I have two dense (column-major) PSD matrices $\mathbf A$ and $\mathbf B$, $\mathbf A,\mathbf B\in\mathbb R^{n \times n}$ ($n$ is usually $\sim 1000$) and also $\mathbf A_1=\mathbf A+\eta\mathbf I_n$ and $\mathbf B_1=\mathbf B+\eta\mathbf I_n$ (for some $\eta \in \mathbb R^+$) and I want to write a code to compute the entity $\text{Trace}[\mathbf A\mathbf A_1^{-1}\mathbf B\mathbf B_1^{-1}]$. I've read some threads here and since its generally been suggested that computing/storing an inverse directly is better to be avoided as far as we can, I was wondering whether there were some other ways to solve this problem. I currently thought of using Cholesky decomposition $\mathbf A_1=\mathbf{LL}^\top$ and solve systems $\mathbf A_1\mathbf x_i=\mathbf{LL}^\top \mathbf x_i=\mathbf e_i$ ($\mathbf e_i$ being the $i^{\text{th}}$ column of $\mathbf I_n$) one by one. On the fly I am using the solution vector $\mathbf x_i$ to compute the matrix-matrix product $\mathbf C=\mathbf A\mathbf A_1^{-1}$ using $\mathbf C_{(j,i)}=\mathbf A_j\cdot \mathbf x_i$, where $\mathbf A_j$ is the $j^{\text{th}}$ row of $\mathbf A$ (or column, since it is symmetric) and then discarding the vector. Similarly I compute $\mathbf D=\mathbf B\mathbf B_1^{-1}$ and finally $\text{Trace}[\mathbf C\mathbf D]$.
My questions are:
- Is this approach numerically more stable than first computing the inverse and multiplying with another matrix?
- Is there a better approach for doing this? I read this paper which seems to give a $\frac{1}{2}n^3$ operation for computing the inverse using similar way. But I am using Eigen3/C++ which provides a mature implementation for LLT solver so I think native code won't improve much over that.
- Is there any linear algebra trick to simplify the operations that I seem to miss here?

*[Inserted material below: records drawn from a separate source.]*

PR #22523, opened 2024-06-05
core: throw error on invalid alternative_import in deprecated

efriis:
make the code fail on `@deprecated` instead of when actually throwing a warning


eyurtsev:
see https://github.com/langchain-ai/langchain/pull/22513 

you think remove entirely so we never throw due to typos at run time? (makes sense to me)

Edit: Although I am computing the dot-products in parallel using OpenMP I saw in some benchmarks using my current code that storing the inverse that we obtain via LLT solve and then multiplying using Eigen3 is faster. Also, I tested with Eigen3's native inverse() method which is faster than this approach. If memory is not an issue, is storing the inverse such a bad idea in this case?